First published 2 July 2012
On the Emergent Behaviors of a Robot Controlled by a Real-Time Evolving Neural Network
Walter O. Krawec
In this paper we apply a real-time evolving neural network which uses a hill-climbing algorithm capable of adapting not only a network's synaptic weights but also its topology (creating a recurrent neural network). We then apply this network to a robot in a simulated environment. By equipping the robot with a minimal set of instincts and a short-term memory system (to facilitate reinforcement learning), we observe that several strategies developed which pass the emergent behavior test of (Ronald et al., 1999). In particular, we see robots learning behaviors that are not rewarded by the environment.
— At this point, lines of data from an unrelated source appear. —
PR #3318, opened 2021-09-29
[Auto Dependencies Layer] Combination flag

mingkun2020:
add combine_dependencies to app builder


samcli/lib/build/app_builder.py
```diff
@@ -634,6 +645,8 @@ def _build_function_in_process(
         if lambda_builders_version == "1.8.0":
```
mndeveci, line 645: Can we also change this to `1.9.0` for now?

mingkun2020: What's purpose for this if statement?

mndeveci: We need this until we release new version of lambda builders. Otherwise pylint fail because these new parameters are not available there.

mingkun2020: Updated.

CoshUS (approved):
LGTM, can you take a look at the failing unit tests?

mndeveci (approved):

Of course a hill-climbing algorithm is more likely than a genetic-algorithm to get stuck at a local optimum, we argue that, despite this, the method described here has several unique advantages. In particular, it allows us to create a single persistent robot that slowly learns and "grows up" as described in (Ross et al., 2003). With our system, it is an individual that learns not a population of individuals, and our learning is continual (e.g. there is no need to reset the robot to some starting position to evaluate the fitness of a particular network).
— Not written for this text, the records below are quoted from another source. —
PR #3325, opened 2021-09-30
Add disable rollback option

torresxb1:
CloudFormation recently launched a new feature that allows users to specify a DisableRollback parameter for the CreateStack, UpdateStack, and ExecuteChangeSet actions. When users pass this parameter and there’s a stack failure, they can preserve the state of successfully provisioned resources and work on the template from the point of failure. Users can also call the UpdateStack and ExecuteChangeSet on stacks that are in the CREATE_FAILED or UPDATE_FAILED states.

More information can be found in this blog post: https://aws.amazon.com/blogs/aws/new-for-aws-cloudformation-quickly-retry-stack-operations-from-the-point-of-failure/

This PR adds support for this new feature in SAM CLI by adding a `--disable-rollback` option when calling `sam deploy`. If users enable this option and experience a failure while deploying, they are now able to do any fixes required and then deploy again, continuing from the point of failure while preserving the successfully created resources from the previous deploy. 

#### Checklist

- [x] Write unit tests
- [x] `make pr` passes
- [x] Write documentation

### DIFF
--- a/requirements/base.txt
+++ b/requirements/base.txt
@@ -2,7 +2,7 @@ chevron~=0.12
 click~=7.1
 Flask~=1.1.2
 #Need to add Schemas latest SDK.
-boto3~=1.14
+boto3~=1.18
 jmespath~=0.10.0
 PyYAML~=5.3
 cookiecutter~=1.7.2
--- a/requirements/dev.txt
+++ b/requirements/dev.txt
@@ -9,7 +9,7 @@ pytest-cov==2.10.1
 # here we fix its version and upgrade it manually in the future
 mypy==0.790
 # 1.17.91 has a bug, https://github.com/vemel/mypy_boto3_builder/pull/82
-boto3-stubs[essential]==1.17.90.post1
+boto3-stubs[essential]~=1.18
 
 # Test requirements
 pytest==6.1.1
--- a/samcli/commands/deploy/guided_context.py
+++ b/samcli/commands/deploy/guided_context.py
@@ -59,6 +59,7 @@ class GuidedContext:
         config_section=None,
         config_env=None,
         config_file=None,
+        disable_rollback=None,
     ):
         self.template_file = template_file
         self.stack_name = stack_name
@@ -89,6 +90,7 @@ class GuidedContext:
         self.end_bold = "\033[0m"
         self.color = Colored()
         self.function_provider = None
+        self.disable_rollback = disable_rollback
 
     @property
     def guided_capabilities(self):
@@ -146,6 +148,9 @@ class GuidedContext:
             f"\t{self.start_bold}Allow SAM CLI IAM role creation{self.end_bold}", default=True
         )
 
+        click.secho("\t#Preserves the state of previously provisioned resources when an operation fails")
+        disable_rollback = confirm(f"\t{self.start_bold}Disable rollback{self.end_bold}", default=self.disable_rollback)
+
         if not capabilities_confirm:
             input_capabilities = prompt(
                 f"\t{self.start_bold}Capabilities{self.end_bold}",
@@ -194,6 +199,7 @@ class GuidedContext:
         self.config_env = config_env if config_env else default_config_env
         self.config_file = config_file if config_file else default_config_file
         self.confirm_changeset = confirm_changeset
+        self.disable_rollback = disable_rollback
 
     def prompt_authorization(self, stacks: List[Stack]):
         auth_required_per_resource = auth_per_resource(stacks)
@@ -560,6 +566,7 @@ class GuidedContext:
                 confirm_changeset=self.confirm_changeset,
                 capabilities=self._capabilities,
                 signing_profiles=self.signing_profiles,
+                disable_rollback=self.disable_rollback,
             )
 
     @staticmethod
--- a/samcli/commands/deploy/guided_context.py
+++ b/samcli/commands/deploy/guided_context.py
@@ -148,15 +148,15 @@ class GuidedContext:
             f"\t{self.start_bold}Allow SAM CLI IAM role creation{self.end_bold}", default=True
         )
 
-        click.secho("\t#Preserves the state of previously provisioned resources when an operation fails")
-        disable_rollback = confirm(f"\t{self.start_bold}Disable rollback{self.end_bold}", default=self.disable_rollback)
-
         if not capabilities_confirm:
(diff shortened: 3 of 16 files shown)


requirements/base.txt
```diff
@@ -2,7 +2,7 @@ chevron~=0.12
 click~=7.1
 Flask~=1.1.2
 #Need to add Schemas latest SDK.
-boto3~=1.14
+boto3~=1.18
```
torresxb1, line 5: Haven't experienced any conflicts

requirements/dev.txt
```diff
@@ -8,8 +8,7 @@ pytest-cov==2.10.1
 # mypy adds new rules in new minor versions, which could cause our PR check to fail
 # here we fix its version and upgrade it manually in the future
 mypy==0.790
-# 1.17.91 has a bug, https://github.com/vemel/mypy_boto3_builder/pull/82
-boto3-stubs[essential]==1.17.90.post1
+boto3-stubs[essential]~=1.18
```
torresxb1, line 11: I also updated this one. Let me know if this should be different from `base.txt`

samcli/commands/deploy/guided_context.py
```diff
@@ -153,6 +156,9 @@ def guided_prompts(self, parameter_override_keys):
                 type=FuncParamType(func=_space_separated_list_func_type),
             )
 
+        click.secho("\t#Preserves the state of previously provisioned resources when an operation fails")
+        disable_rollback = confirm(f"\t{self.start_bold}Disable rollback{self.end_bold}", default=self.disable_rollback)
+
```
torresxb1, line 161: Is the order here okay? After asking for IAM role creation

samcli/commands/deploy/utils.py
```diff
@@ -63,6 +66,7 @@ def print_deploy_args(
     click.echo(f"\tStack name                   : {stack_name}")
     click.echo(f"\tRegion                       : {region}")
     click.echo(f"\tConfirm changeset            : {confirm_changeset}")
+    click.echo(f"\tDisable rollback             : {disable_rollback}")
```
torresxb1, line 69: Another question about order. This time for the table printed after initiating the deployment. Is it okay to print this value after confirm changeset?

samcli/lib/deploy/deployer.py
```diff
@@ -403,9 +407,9 @@ def describe_stack_events(self, stack_name, time_stamp_marker, **kwargs):
 
     @staticmethod
     def _check_stack_complete(status: str) -> bool:
-        return "COMPLETE" in status and "CLEANUP" not in status
+        return "IN_PROGRESS" not in status
```
torresxb1, line 410: This one is easy to miss but it's important. When `disable-rollback` was specified and the deployment failed, the process stayed hanging because `UPDATE_FAILED` or `CREATE_FAILED` don't have `COMPLETE` in them. I'm not sure why it would be considered that it's not complete or still in progress if it has already failed creating/updating, so I just updated this. Would there be any problem doing this (was there a reason why update/create failed were not considered complete)?

tests/integration/deploy/test_deploy_command.py
```diff
@@ -929,6 +929,245 @@ def test_deploy_nested_stacks(self, template_file):
...
+            bytes(
+                f"Error: Failed to create/update the stack: {stack_name}, Waiter StackCreateComplete failed: "
+                f'Waiter encountered a terminal failure state: For expression "Stacks[].StackStatus" '
+                f'we matched expected path: "ROLLBACK_COMPLETE" at least once',
+                encoding="utf-8",
+            ),
+            stderr,
+        )
+
+    @skip("skip until cloudformation bug is fixed")
```
torresxb1, line 969: once cloudformation's bug is fixed, we can just remove this line and hopefully it should just work

torresxb1:
Not exactly sure why, but it seems like bumping the boto3 version is causing the build to fail because of mypy type checks for files I didn't touch. Will look into it.

requirements/base.txt
wchengru: Why do we want to upgrade boto3?

torresxb1: `DisableRollback` parameter hadn't been added to `execute_change_set` in version 1.14:
https://boto3.amazonaws.com/v1/documentation/api/1.14.0/reference/services/cloudformation.html?highlight=execute_change_set#CloudFormation.Client.execute_change_set

mildaniel: Can we confirm what the past issues were that we had with bumping the boto version and make sure we aren't seeing those?

torresxb1: I'm not sure what issues we were experiencing before, but I'll ask Mehment. There's a comment about a bug in  `dev.txt`, but I think that has been resolved.

hawflau (changes requested):

samcli/lib/deploy/deployer.py
```diff
@@ -501,3 +510,14 @@ def get_stack_outputs(self, stack_name, echo=True):
 
         except botocore.exceptions.ClientError as ex:
             raise DeployStackOutPutFailedError(stack_name=stack_name, msg=str(ex)) from ex
+
+    @staticmethod
+    def _gen_deploy_failed_with_rollback_disabled_msg(stack_name):
+        return """\nFailed to deploy stack with automatic rollback disabled\n
+Actions you can take next
+=========================
+[*] Fix issues and try deploying again
```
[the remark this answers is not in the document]
torresxb1: Nope

samcli/lib/deploy/deployer.py
```diff
@@ -403,9 +407,9 @@ def describe_stack_events(self, stack_name, time_stamp_marker, **kwargs):
 
     @staticmethod
     def _check_stack_complete(status: str) -> bool:
```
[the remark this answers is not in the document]
torresxb1: yeah if there's no issue with the changes I made below (left a comment about it), then I think we could either change it to your suggestion or something like `_check_stack_not_in_progress`

samcli/lib/deploy/deployer.py
```diff
@@ -22,6 +22,7 @@
 import time
 from datetime import datetime
 from typing import Dict, List
+import click
```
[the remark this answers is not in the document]
torresxb1: I used it in line 452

We conclude with several future problems and applications. For instance, we describe a simple mechanism allowing a network to be copied to embedded hardware whenever a network connection is available to a PC (which is responsible for the memory and time intensive task of evolving the network). This mechanism does not require a continual link to a PC. We also discuss the possibility of creating a distributed evolving neural network system.